==== Recorded information

PR #5600, opened 2022-05-04
Cache `nodes` property on Graph

stefanv:
Closes https://github.com/ComplexGroupInteractions/xgi/issues/103

### DIFF
--- a/networkx/classes/graph.py
+++ b/networkx/classes/graph.py
@@ -8,6 +8,7 @@ Self-loops are allowed but multiple edges are not (see MultiGraph).
 For directed graphs see DiGraph and MultiDiGraph.
 """
 from copy import deepcopy
+from functools import cached_property
 
 import networkx as nx
 from networkx.classes.coreviews import AdjacencyView
@@ -658,7 +659,7 @@ class Graph:
             except KeyError:
                 pass
 
-    @property
+    @cached_property
     def nodes(self):
         """A NodeView of the Graph as G.nodes or G.nodes().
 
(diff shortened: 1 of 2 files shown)


jarrodmillman (approved):

dschult (commented):
This is very good to know about!  We should do this in more places in the Graph class:

`G.adj`, `G.edges`, `G.nodes` should each be `cached_property` instead of `property`.

 -- though not for `G.name`. That one should be calculated each time it is called.

dschult:
After fussing with this for a while I believe the cached_property is interfering with the current view handling of `__slots__`.
It's a nice rabbit hole to fall into, but I'm currently wondering if the need for `__slots__` goes away once we have `cached_property`.  The motivation for `__slots__` is speed and memory usage for objects that are created many times. If we are caching the reportviews like `G.edges`, that motivation is significantly less.  My experience with slots is that they work fine, but you have to be really careful with copy and deepcopy and pickle. So, it would reduce our maintenance of the Views significantly if we remove the slots and just use a dictionary worth of space for each view created. The cached properties that should be on the same order as the number of graphs rather than the number of time the user calls G.edges.

I'd love some thoughts from people who have used `__slots__` before. And also from those who have had difficulty maintaining the Views because of `__slot__` considerations.  I'm confident we can eventually implement both cached properties and `__slots__`. But would it be better to just get rid of the `__slots__`?

dschult (approved):
The cached_property for nodes works well. 
I'll make a separate one for edges/degree/adj and the others.

So this is ready to go.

========

Action item - Sift through the material above and copy the lines that contain the word "deepcopy".

Task output -
 from copy import deepcopy
It's a nice rabbit hole to fall into, but I'm currently wondering if the need for `__slots__` goes away once we have `cached_property`.  The motivation for `__slots__` is speed and memory usage for objects that are created many times. If we are caching the reportviews like `G.edges`, that motivation is significantly less.  My experience with slots is that they work fine, but you have to be really careful with copy and deepcopy and pickle. So, it would reduce our maintenance of the Views significantly if we remove the slots and just use a dictionary worth of space for each view created. The cached properties that should be on the same order as the number of graphs rather than the number of time the user calls G.edges.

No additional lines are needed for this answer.